Sunday, January 20, 2008

SEcure PUblic Key TRAnsfer

Internet is perhaps one of the few places where almost everyone (most people have access to it) can express himself/herself. That gives the people great power and thus most governments try to control this free flow of information by monitoring all communications: chat, emails, instant messaging etc, supposedly to prevent terrorism... Whether the governments lie or not, I will not analyze it here. What I really know is that everyone deserves privacy. I can always whisper a secret and no law can prohibit me doing so. The same should apply to my Internet communications.
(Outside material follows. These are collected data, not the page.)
PR #5050, opened 2017-08-19
Add Clang 4.0.1 based on GCC 6.4.0

mkbosmans:


easybuild/easyconfigs/c/Clang/Clang-4.0.1-GCC-6.4.0-2.28.eb
```diff
@@ -9,34 +9,41 @@
 ##
 
 name = "Clang"
-version = "3.8.1"
+version = "4.0.1"
```
verdurin: @mkbosmans Normally we just add a new `easyconfig`, rather than altering and/or renaming an existing one. That way we don't affect reproducibility.

boegel:
Since this has not been updated in several months, and other PRs for more recent versions of `Clang` have been opened recently (cfr. #5532), I'll go ahead and close this one...

easybuild/easyconfigs/c/Clang/Clang-4.0.1-GCC-6.4.0-2.28.eb
mkbosmans: This is an artifact of git squashing the diff of the two separate commits into one.

As mentioned in the first commit message, I think it is bad style to have Clang depend on the foss toolchain instead of the GCC compiler. That's why I removed Clang-3.7.1-foss-2016a.eb

Is it never OK to remove any eb file from easybuilds-easyconfigs that has been in a release?

boegel: @mkbosmans We indeed never remove easyconfigs, except when we archive old and obsolete easyconfigs with a new major release of EasyBuild (see e.g. #3732).

I agree with you though that using `foss` for Clang is a bit strange, which is why I used `GCC` in #5532.

PR #5067, opened 2017-08-28
Update ncurses to not build a separate libtinfo but provide a soft link instead. Force linking to ncurses in libreadline

ocaisa:
(created using `eb --new-pr`)

PR #5074, opened 2017-08-30
Linking to ncurses was not done correctly...

ocaisa:
Use `buildopts` instead, see http://www.linuxfromscratch.org/lfs/view/8.0/chapter06/readline.html


fgeorgatos:
@ocaisa: ugh, who else gets affected by this? (the old ghosts are waking up now)

ocaisa:
I don't really know, I'm surprised no-one has caught it until now. I only caught it because of the #5067 where the incorrectly linked libreadline was causing the system Lua (and therefore Lmod) to die. Appears to depend on the OS if this makes a difference (I was using Ubuntu 16.10)

boegel:
@ocaisa We should make this change consistent across all `libreadline` easyconfigs?

ocaisa:
I was afraid you might say that...in this case I just focussed on the latest version of `libreadline`, the previous one probably also needs a patch (see http://www.linuxfromscratch.org/lfs/view/7.10/chapter06/readline.html )

boegel:
Test report by @boegel
**SUCCESS**
node2049.delcatty.os - Linux centos linux 7.3.1611, Intel(R) Xeon(R) CPU E5-2670 0 @ 2.60GHz, Python 2.7.5
See https://gist.github.com/c12661eb56f1d2899a8b30efce91501a for a full test report.

boegel:
Test report by @boegel
**SUCCESS**
node2443.golett.os - Linux centos linux 7.3.1611, Intel(R) Xeon(R) CPU E5-2680 v3 @ 2.50GHz, Python 2.7.5
See https://gist.github.com/784a414d4b9ac2a84ba0cbf9c520e0c8 for a full test report.

boegel:
Going in, thanks @ocaisa!

boegel:
@ocaisa To get back to applying the same fix consistently to the `libreadline` 6.3 easyconfigs: the patching mentioned in http://www.linuxfromscratch.org/lfs/view/7.10/chapter06/readline.html is only to avoid renaming the existing library files in case of an in-place update, which is not relevant in  the EasyBuild context (since each libreadline installation goes to its own installation prefix).

So probably we can/should also apply the `SHLIB_EXT` change to older `libreadline` easyconfigs, like we did for `libreadline-6.3.eb` in #5067?

Not sure it's worth the effort though, since nobody has complained about problems there for a very long time...

PR #4966, opened 2017-08-01
{lang}[GCCcore/6.4.0] Cython v0.26

JackPerdue:
(created using `eb --new-pr`)

PR #4917, opened 2017-07-20
{devel}[GCCcore/6.4.0] six v1.10.0

JackPerdue:
(created using `eb --new-pr`)
depends on PR #4914

PR #4916, opened 2017-07-20
{devel}[GCCcore/6.4.0] setuptools v36.2.0

JackPerdue:
(created using `eb --new-pr`)
depends on PR #4914

PR #4915, opened 2017-07-20
{lib}[GCCcore/6.4.0] PyYAML v3.12

JackPerdue:
(created using `eb --new-pr`)
depends on PR #4914

PR #5075, opened 2017-08-30
remove bare Python easyconfig using GCCcore/6.4.0 toolchain + easyconfigs that require it

boegel:
Following the discussion in #4962 and #5072, I propose we remove the bare Python easyconfig built with `GCCcore/6.4.0` (merged in #4962) and the handful of easyconfigs that require it (merged in #4915, #4916, #4917, #4966).

We should take a step back and figure out a long-term sustainable approach to having a `Python` installation at `GCCcore`, preferably with feedback from @damianam who has some experience with this too at JSC...


boegel:
@JackPerdue Please let us know if you're OK with this.

JackPerdue:
I totally approve of backing out any Python packages targeted for 2017b until we figure out what we want to do.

I want to be able to say things to a friend without any government or person been able to eavesdrop or interfere. And this can be done with strong encryption. Encrypted communication is for me one of the best things a computer has to offer compared to a phone. There are two different kinds of encryption: symmetric and asymmetric. Symmetric cryptography is the most known. The algorithms that implement this kind of encryption are not so computationally intensive. It uses only one key which both parts (the people that want to communicate) must already know and this is the main disadvantage. This can be done either during a face-to-face meeting or over another secure channel. But what happens when you have no way of agreeing on a key with the other part? That's when public key encryption (asymmetric encryption) comes in. In asymmetric encryption there are two keys: the public one and the private one. You use the public key to encrypt a message which can only be decrypted by the corresponding private key. So in order to communicate safely with someone you follow these steps:
  1. Each of the two parts generate a pair of public - private keys.
  2. The two parts exchange their public keys over a possibly insecure communication channel.
  3. Now if one part wants to send a message to the other it simply encrypts it with the public key of the other part and then sends it. An eavesdropper cannot decrypt this message because he has not got the private key needed.
But even this type of encryption is not completely secure. One possible vulnerability is exploited with a man-in-the-middle attack. Here is a possible scenario where Bob wants to talk with Alice while Mario performs a MITM attack.
  1. Bob generates a keypair. (a public and a private key) and sends his public key to Alice.
  2. Mario, who is an employer in Bob's ISP, has already generated a keypair and while the packet with Bob's key is transient he replaces Bob's key with his own (he also notes down Bob's public key).
  3. Alice receives Mario's public key but she believes it's Bob's.
  4. Alice generates a keypair and sends her public key to Bob but Mario replaces it with his own, just like he did with Bob's.
  5. Now Bob wants to send some data to Alice. He encrypts it with Mario's key believing that it's Alice's key and sends the encrypted data.
  6. The encrypted data is peaked by Mario who is able to decrypt them with his own private key. He then re-encodes them with Alice's correct public key and passes them on Alice.
  7. The same thing happens when Alice replies to Bob. Mario is able to eavesdrop on the connection even though both part's think that is secure.
There are, of course, some ways to reveal MITM attacks. One of them involves trusted third parties which are called Certificate Authorities (CA) because they verify that the public keys have been exchanged correctly. In fact whenever you login to your Paypal, email etc account with a secure connection you do make an asymmetrically encrypted connection with that site. But, in order to ensure that there is no man in the middle, your browser also establishes another secure connection to a Certificate Authority (like StartCom) in order to check the integrity of the public key you just received. The connection to the Certificate Authority is also asymmetrically encrypted but the public key of the CA is already embedded in your browser since you downloaded it. So? Are our connections now safe? Well, your bank transactions are secure but the MITM problem remains for other types of communication. What if you want to communicate with a friend with a program that supports asymmetric encryption? You can't use a CA in this case because there can't be someone that knows the public keys of every user you chat with. Let alone that in some cases you might not trust anyone, not even a CA. There are some other solutions to this problem. I read about a protocol called "Socialist Millionaire Protocol" that is used by Off-The-Record Messaging (a secure instant messenger). Here is a copy-paste from http://www.cypherpunks.ca/otr/Protocol-v2-3.1.0.html regarding the protocol:

While data messages are being exchanged, either Alice or Bob may run SMP to detect impersonation or man-in-the-middle attacks. As above, all exponentiations are done modulo a particular 1536-bit prime, and g1 is a generator of that group. All sent values include zero-knowledge proofs that they were generated according to this protocol, as indicated in the detailed description below.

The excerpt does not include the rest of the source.